_EXERCISE DESCRIPTION_. Write out exactly the lines below that run from the one containing "angband, bump version" through the one containing "exploration game. \", both included, with no other lines.
== MATERIAL PROVIDED
PR #2600, opened 2018-05-24
angband, bump version

Begasus:
Builds ok on x86 (secondaryArch), not tested (yet) on x86_x64, fix for gcc2 would be minor (mostly parse errors) ...

### DIFF
--- a/games-roguelike/angband/angband-4.1.2.recipe
+++ b/games-roguelike/angband/angband-4.1.2.recipe
@@ -1,0 +1,113 @@
+SUMMARY="A free, single-player dungeon exploration game"
+DESCRIPTION="Angband is a free, single-player dungeon exploration game. \
+You play an adventurer: seeking riches, fighting monsters, and preparing \
+for a final battle with Morgoth, the Lord of Darkness."
+HOMEPAGE="http://rephial.org/"
+COPYRIGHT="1985 Robert Alan Koeneke
+	1989 James E. Wilson
+	1990 Alex Cutler and Andy Astrand
+	1991-1992 Sean Marsh, Geoff Hill, Charles Teague
+	1993 Charles Swiger
+	1994-1999 Ben Harrison
+	2000-2014 Robert Ruehlmann"
+LICENSE="GNU GPL v2"
+REVISION="1"
+SOURCE_URI="http://rephial.org/downloads/4.1/angband-$portVersion.tar.gz"
+CHECKSUM_SHA256="30bc0979e0845cdc43de2a8f65c4d54d03d24d402b32b8589fbbc368ccfa0e2a"
+PATCHES="angband-$portVersion.patchset"
+
+ARCHITECTURES="!x86_gcc2 x86 ?x86_64"
+SECONDARY_ARCHITECTURES="x86"
+
+GLOBAL_WRITABLE_FILES="
+	settings/angband/customize/font-gcu.prf keep-old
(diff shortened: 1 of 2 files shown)


games-roguelike/angband/patches/angband-4.1.2.patchset
```diff
@@ -0,0 +1,36 @@
...
+diff --git a/src/z-rand.c b/src/z-rand.c
+index 57f0e4b..526af98 100644
+--- a/src/z-rand.c
++++ b/src/z-rand.c
+@@ -537,7 +537,9 @@ void rand_fix(u32b val)
+ 	rand_fixval = val;
+ }
+ 
++#ifndef __HAIKU__
+ int getpid(void);
```
alaviss: Actually, just changing `int` to `pid_t` should solve the problem for us and possibly others, as that's the [correct signature][0] for the function :)

```diff
-+#ifndef __HAIKU__
- int getpid(void);
+-int getpid(void);
++pid_t getpid(void);
-+#endif
```
[0]: http://pubs.opengroup.org/onlinepubs/9699919799/functions/getpid.html

games-roguelike/angband/angband-4.1.2.recipe
```diff
@@ -0,0 +1,112 @@
...
+	settings/angband/gamedata/slay.txt keep-old
+	settings/angband/gamedata/store.txt keep-old
+	settings/angband/gamedata/terrain.txt keep-old
+	settings/angband/gamedata/trap.txt keep-old
+	settings/angband/gamedata/vault.txt keep-old
+	settings/angband/gamedata/world.txt keep-old
+	"
+
+ARCHITECTURES="!x86_gcc2 x86 ?x86_64"
+SECONDARY_ARCHITECTURES="x86"
```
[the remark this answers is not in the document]
Begasus: Started out to try to fix them, using commandBinDir would be the next step if no one disapproves :)

games-roguelike/angband/patches/angband-4.1.2.patchset
```diff
@@ -0,0 +1,35 @@
...
+diff --git a/configure.ac b/configure.ac
+index 94ef3fe..66fdf2c 100644
+--- a/configure.ac
++++ b/configure.ac
+@@ -98,7 +98,7 @@ CFLAGS="$CFLAGS -DHAVE_CONFIG_H"
+ CPPFLAGS="$CPPFLAGS -I." 
+ 
+ if test "$GCC" = "yes"; then
+-	CFLAGS="$CFLAGS -W -Wall -Wextra -Wno-unused-parameter -pedantic"
++	CFLAGS="$CFLAGS -W -Wall"
```
alaviss: Why was the warning flags removed? Also, `-pedantic` is necessary for strict ISO C compilance, so I would prefer to keep it.

Begasus: I used some of the patch from previous version, probably due to not being able to build it on x86_gcc2 at that moment ... 
https://github.com/haikuports/haikuports/blob/75a3cf5384f650242f4b8a1094ab305d33ed99e7/games-roguelike/angband/patches/angband-3.5.0.patchset

Begasus: This isn't needed indeed, I think they were needed to get the previous build for x86_gcc2 working ....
====
_RESPONSE BELOW_.
angband, bump version

Begasus:
Builds ok on x86 (secondaryArch), not tested (yet) on x86_x64, fix for gcc2 would be minor (mostly parse errors) ...

### DIFF
--- a/games-roguelike/angband/angband-4.1.2.recipe
+++ b/games-roguelike/angband/angband-4.1.2.recipe
@@ -1,0 +1,113 @@
+SUMMARY="A free, single-player dungeon exploration game"
+DESCRIPTION="Angband is a free, single-player dungeon exploration game. \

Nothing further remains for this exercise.